Hi Chris,
I had been looking into treads and process/subprocess myself a while ago
and couldn't decide which would suit what I needed to do best. I'm still
very confused about the whole thing. Can you elaborate on the above a bit
please?
Cheers,
Jack
Threads and processes are a concept that exists in your operating
system, and Python can use either of them to advantage, depending on the
problem. Note that different OS also handle them differently, so code
that's optimal on one system might not be as optimal on another. Still,
some generalities can be made.
Each process is a separate program, with its own address space and its
own file handles, etc. You can examine them separately with task
manager, for example. If you launch multiple processes, they might not
even all have to be python, so if one problem can be handled by an
existing program, just run it as a separate process. Processes are
generally very protected from each other, and the OS is generally better
at scheduling them than it is at scheduling threads within a single
process.

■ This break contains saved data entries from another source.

PR #1803, opened 2021-12-03
Add ui test coverage for link sharing

### LINKED ISSUE #1781: Add ui test coverage for joining shares via links
As described, add ui test coverage for the joining of shares via links. 

Includes: 

- add links for all types fixtures
- write tests for asserting the joining shares via both types of links
- write test to ensure access rights change if already a view-only participant and click on a can-edit link
- write to test to ensure user can leave a folder once they have joined

asnaith:
closes #1781


packages/files-ui/cypress/fixtures/linkData.ts
```diff
@@ -0,0 +1,6 @@
...
+export const deletedFolderLink = "http://localhost:3000/link-sharing/edit/eyJhbGciOiJFUzI1NiIsInR5cCI6IkpXVCJ9.eyJ0eXBlIjoibGlua19zaGFyaW5nIiwicGVybWlzc2lvbiI6IndyaXRlIiwiaWF0IjoxNjM4NDAwMjg1LCJidWNrZXRfaWQiOiIyMDc5ZWQ0NC1hMmUzLTRkN2ItYWRmZC01OTUwNmVhYjk4MTciLCJub25jZV9pZCI6ImQ0NzVmODhmLWNhOGQtNDFjNC05ODU0LTk4MmQyZjAyZjllMCJ9.bT46XMPExoG66qpnG7wrwEzsbxIcwqbTyg23uBr806XamKveEtueNw74cMoTvrD0r1MiYxNnLodWjYYsjEFL1A#XwZs4tdObMmMIglBtg2o%2Bbn8xvQ14xe0cQ2HriyqTvk%3D"
+export const malformedTokenShareLink = "http://localhost:3000/link-sharing/edit/eyJhbGciOiJFUzI1NiIsInR5cCI7IkpXVCJ9.eyJ0eXBlIjoibGlua19zaGFyaW5nIiwicGVybWlzc2lvbiI6IndyaXRlIiwiaWF0IjoxNjM3ODcwNTgxLCJidWNrZXRfaWQiOiJjNWUwNGU3My01ZGM1LTQ2MDgtOTg2Mi1hNTNmM2NhM2JjODkiLCJub25jZV9pZCI6ImVlOTRiYTQwLTg5OGUtNDBkMy1iMmVhLTgwYWY1NGE2MzBiMSJ9.sM759Ys6e9RaFSq2qLRiczU4yqcqipAO1ey4frxYWRFJwCL1YF_Vct_iAlEXsPSJ4RdiKcIyIEDALQsUOQLtyQ#SXqdF0tablsTcN%2FaOvAFY9hptaIc4oIH935OBOp9Cg0%3D"
```
asnaith: I had to disable the lint rule to accomodate these long strings. Please let me know if there's a better way :)

Tbaut: there's no better way IMHO :+1:

packages/files-ui/cypress/support/page-objects/authenticationPage.ts
```diff
@@ -3,7 +3,12 @@ import { basePage } from "./basePage"
 export const authenticationPage = {
   ...basePage,
 
+  goToLoginButton: () => cy.get("[data-cy=button-go-to-login]"),
+  invalidLinkMessage: () => cy.get("[data-cy=label-invalid-link]", { timeout: 10000 }),
+  ErrorIcon: () => cy.get("[data-cy=icon-link-error", { timeout: 10000 }),
```
Tbaut:
```suggestion
  errorIcon: () => cy.get("[data-cy=icon-link-error", { timeout: 10000 }),
```

packages/files-ui/cypress/tests/link-sharing-spec.ts
```diff
@@ -73,5 +77,213 @@ describe("Link Sharing", () => {
...
+        .should("be.visible")
+        .click()
+      folderContentsPage.previewMenuOption().should("be.visible")
+      folderContentsPage.downloadMenuOption().should("be.visible")
+      folderContentsPage.infoMenuOption().should("be.visible")
+      folderContentsPage.reportMenuOption().should("be.visible")
+      folderContentsPage.copyToMenuOption().should("be.visible")
+      folderContentsPage.renameMenuOption().should("be.visible")
+      folderContentsPage.moveMenuOption().should("be.visible")
+      folderContentsPage.deleteMenuOption().should("be.visible")
```
Tbaut: These along with the view-only options are repeated many times in this file. Could we define them once and then call the set of tests from here?

Also for these ones in particular, I feel that they are not needed. We can call the edit, then the view only, and verify that we have the edit permissions. No need to test here that the view-only link actually gives the view-only permissions, this is tested before. wdyt?

packages/files-ui/src/Components/Modules/LoginModule/InitialScreen.tsx
```diff
@@ -576,16 +580,20 @@ const InitialScreen = ({ className }: IInitialScreen) => {
           <ExclamationCircleIcon
             className={classes.exclamationIcon}
             size={48}
+            data-cy="icon-link-error"
           />
           <Typography variant='h2'>
-            <Trans>This link is not valid any more.</Trans>
+            <span data-cy="label-invalid-link">
```
Tbaut: we can add the `data-cy` on the `Typography` element afair, I think it'd be better than having a span specifically for the test.

packages/files-ui/cypress/fixtures/linkData.ts
```diff
@@ -0,0 +1,6 @@
+/* eslint-disable max-len */
+export const viewOnlyShareLink = "http://localhost:3000/link-sharing/read/eyJhbGciOiJFUzI1NiIsInR5cCI6IkpXVCJ9.eyJ0eXBlIjoibGlua19zaGFyaW5nIiwicGVybWlzc2lvbiI6InJlYWQiLCJpYXQiOjE2Mzc4NzA1NzEsImJ1Y2tldF9pZCI6ImM1ZTA0ZTczLTVkYzUtNDYwOC05ODYyLWE1M2YzY2EzYmM4OSIsIm5vbmNlX2lkIjoiMzZmYjkxNzYtZDA4NS00Nzc5LTg0NTUtNTM0YjcxMzQzZjdkIn0.QE0zwQrY1kFAc_U-FsrJTcWLPMicK5Nq91RdD0szFDmg63R5YRTyBq25xJcOWlIqkAfm_WuwctzWSW5VrgYrJw#SXqdF0tablsTcN%2FaOvAFY9hptaIc4oIH935OBOp9Cg0%3D"
```
Tbaut: To be a tiny bit safer, we could use the `localHost` from the `fixtures/loginData` and have:
```suggestion
export const viewOnlyShareLink = `${localHost}/link-sharing/read/eyJhbGciOiJFUzI1NiIsInR5cCI6IkpXVCJ9.eyJ0eXBlIjoibGlua19zaGFyaW5nIiwicGVybWlzc2lvbiI6InJlYWQiLCJpYXQiOjE2Mzc4NzA1NzEsImJ1Y2tldF9pZCI6ImM1ZTA0ZTczLTVkYzUtNDYwOC05ODYyLWE1M2YzY2EzYmM4OSIsIm5vbmNlX2lkIjoiMzZmYjkxNzYtZDA4NS00Nzc5LTg0NTUtNTM0YjcxMzQzZjdkIn0.QE0zwQrY1kFAc_U-FsrJTcWLPMicK5Nq91RdD0szFDmg63R5YRTyBq25xJcOWlIqkAfm_WuwctzWSW5VrgYrJw#SXqdF0tablsTcN%2FaOvAFY9hptaIc4oIH935OBOp9Cg0%3D`
```

In case we change this in the future..

Tbaut (commented):
This looks awesome :boom: 
Just left a couple comments, mostly nits

packages/files-ui/cypress/support/page-objects/linkSharingConfirmation.ts
```diff
@@ -0,0 +1,8 @@
+export const linkSharingConfirmation = {
+  browseButton: () => cy.get("[data-cy=button-browse-share-folder]", { timeout: 10000 }),
+  linkErrorMessage: () => cy.get("[data-cy=label-other-error-message]", { timeout: 10000 }),
+  invalidLinkMessage: () => cy.get("[data-cy=label-invalid-link]", { timeout: 10000 }),
+  editAccessConfirmationLabel: () => cy.get("[data-cy=label-share-confirmation-write-access", { timeout: 20000 }),
+  viewAccessConfirmationLabel: () => cy.get("[data-cy=label-share-confirmation-read-access", { timeout: 20000 }),
+  ErrorIcon: () => cy.get("[data-cy=icon-link-error", { timeout: 10000 })
```
Tbaut:
```suggestion
  errorIcon: () => cy.get("[data-cy=icon-link-error", { timeout: 10000 })
```

packages/files-ui/cypress/tests/link-sharing-spec.ts
```diff
@@ -73,5 +77,213 @@ describe("Link Sharing", () => {
...
+
+      // ensure the shared folder is now shown on the main share page
+      navigationMenu.sharedNavButton().click()
+      sharedPage.sharedFolderItemRow().should("have.length", 1)
+    })
+
+    it("can see an invalid link message when it has been deleted", () => {
+      cy.web3Login()
+      cy.visit(deletedShareLink)
+      linkSharingConfirmation.ErrorIcon().should("be.visible")
```
Tbaut:
```suggestion
      linkSharingConfirmation.errorIcon().should("be.visible")
```

packages/files-ui/cypress/tests/link-sharing-spec.ts
```diff
@@ -73,5 +77,213 @@ describe("Link Sharing", () => {
...
+      linkSharingConfirmation.invalidLinkMessage().should("be.visible")
+    })
+
+    it("can see an error message for a link with a malformed token", () => {
+      cy.web3Login()
+      cy.visit(malformedTokenShareLink)
+      linkSharingConfirmation.ErrorIcon().should("be.visible")
```
Tbaut:
```suggestion
      linkSharingConfirmation.errorIcon().should("be.visible")
```

packages/files-ui/cypress/tests/link-sharing-spec.ts
```diff
@@ -73,5 +77,213 @@ describe("Link Sharing", () => {
...
+      linkSharingConfirmation.linkErrorMessage().should("be.visible")
+    })
+
+    it("can see an error message for a link to a deleted shared folder", () => {
+      cy.web3Login()
+      cy.visit(deletedFolderLink)
+      linkSharingConfirmation.ErrorIcon().should("be.visible")
```
Tbaut:
```suggestion
      linkSharingConfirmation.errorIcon().should("be.visible")
```

packages/files-ui/cypress/tests/link-sharing-spec.ts
```diff
@@ -73,5 +77,213 @@ describe("Link Sharing", () => {
...
+    })
+
+    it("can see a prompt to sign in when trying to visit a share link", () => {
+      cy.visit(viewOnlyShareLink)
+      authenticationPage.signInToAccessShareLabel().should("be.visible")
+    })
+
+    it("can see an invalid link message when signed out", () => {
+      cy.visit(deletedShareLink)
+      authenticationPage.ErrorIcon().should("be.visible")
```
Tbaut:
```suggestion
      authenticationPage.errorIcon().should("be.visible")
```

packages/files-ui/cypress/fixtures/linkData.ts
asnaith: Good idea, thank you

packages/files-ui/cypress/support/page-objects/linkSharingConfirmation.ts
asnaith: Thanks for catching this mistake 👍

packages/files-ui/src/Components/Modules/LoginModule/InitialScreen.tsx
asnaith: 👍 Sure, I've updated this now.

packages/files-ui/cypress/tests/link-sharing-spec.ts
asnaith: > These along with the view-only options are repeated many times in this file. Could we define them once and then call the set of tests from here?

👍 Good call, tbh...I don't know why I didn't do that originally. I've pushed a change to consolidate it and I think makes it a lot more readable. Let me know what you think. 

> Also for these ones in particular, I feel that they are not needed. We can call the edit, then the view only, and verify that we have the edit permissions. No need to test here that the view-only link actually gives the view-only permissions, this is tested before. wdyt?

Completely agree here too, another good call out. No point in repeating already tested behavior. We already have that initial permission check covered explicitly in another test 👍

packages/files-ui/src/Components/Modules/LinkSharingModule.tsx
```diff
@@ -164,14 +167,19 @@ const LinkSharingModule = () => {
...
               >
                 { isValidNonce === false
-                  ? <Trans>This link is not valid any more.</Trans>
-                  : error
+                  ? <span data-cy="label-invalid-link">
+                    <Trans>This link is not valid any more.</Trans>
+                  </span>
+                  : <span data-cy="label-other-error-message">
+                    {error}
+                  </span>
```
asnaith, line 182: @Tbaut, @FSM1 for conditional identifiers like this one if we want to remove the span here too I'll either have to put the identifier on the `Trans` prop (does that seem strange?) or repeat the `isValidNonce === false` within the `Typography` which seems a bit messier. 

What would be best here?

Tbaut: Agreed that in this case we can keep the `span`, to keep it cleaner.

packages/files-ui/cypress/support/page-objects/sharedFolderContentsPage.ts
```diff
@@ -0,0 +1,50 @@
...
+  // helpers and convenience functions
+  hasViewOnlyPermissionOptions(elementVisible: boolean) {
+    let assertion: string
+
+    if (elementVisible == true) {
+      assertion = "be.visible"
+    }
+    else {
+      assertion = "not.exist"
+    }
```
Tbaut: I'd go with a ternary here
```suggestion
    const assertion = elementVisible
      ? "be.visible"
      : "not.exist"
```

edit: we can actually get rid of this all together if we ask for "be.visible" or "not.exist" arguments right away, see other comment.

packages/files-ui/cypress/support/page-objects/sharedFolderContentsPage.ts
```diff
@@ -0,0 +1,50 @@
...
+
+  hasCanEditPermissionOptions(elementVisible: boolean) {
+    let assertion: string
+
+    if (elementVisible == true) {
+      assertion = "be.visible"
+    }
+    else {
+      assertion = "not.exist"
+    }
```
Tbaut:
```suggestion
    const assertion = elementVisible
      ? "be.visible"
      : "not.exist"
```

edit: we can actually get rid of this all together if we ask for "be.visible" or "not.exist" arguments right away, see other comment.

packages/files-ui/cypress/support/page-objects/sharedFolderContentsPage.ts
```diff
@@ -0,0 +1,50 @@
...
+  downloadMenuOption: () => cy.get("[data-cy=menu-download]"),
+  infoMenuOption: () => cy.get("[data-cy=menu-info]"),
+  reportMenuOption: () => cy.get("[data-cy=menu-report]"),
+  copyToMenuOption: () => cy.get("[data-cy=menu-share]"),
+  renameMenuOption: () => cy.get("[data-cy=menu-rename]"),
+  moveMenuOption: () => cy.get("[data-cy=menu-move]"),
+  deleteMenuOption: () => cy.get("[data-cy=menu-delete]"),
+
+  // helpers and convenience functions
+  hasViewOnlyPermissionOptions(elementVisible: boolean) {
```
Tbaut: A suggestion to increase the readability of these functions, we could name it and type the argument this way
`canEditPermissionOptionsShould(elementVisible: "be.visble" | "not.exist")` so that when we call it, we know right away what this argument is for `canEditPermissionOptionsShould("be.visible")`. This then lets us get rid of the `elementVisible` boolean check all together.

packages/files-ui/cypress/fixtures/linkData.ts
Tbaut: I think you forgot to implement this suggestion :)

Tbaut (commented):
A couple more comments from the last commits

packages/files-ui/cypress/fixtures/linkData.ts
asnaith: Oops! Thanks

asnaith: Updated now :)

packages/files-ui/cypress/support/page-objects/sharedFolderContentsPage.ts
asnaith: Another good suggestion, implemented :)

Tbaut (approved):
:tada:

If you have multiple cores, the processes can really run
simultaneously, frequently with very small overhead. The downside is
that you cannot share variables between processes without extra work, so
if the two tasks are very interdependent, it's more of a pain to use
separate processes.
Within one process, you can have multiple threads. On some OS, and in
some languages, this can be extremely efficient. Some programs launch
hundreds of threads, and use them to advantage. By default, it's easy
to share data between threads, since they're in the same address space.
But the downsides are 1) it's very easy to trash another thread by
walking on its variables. 2) Python does a lousy job of letting threads
work independently. For CPU-bound tasks, using separate threads is
likely to be slower than just doing it all in one thread.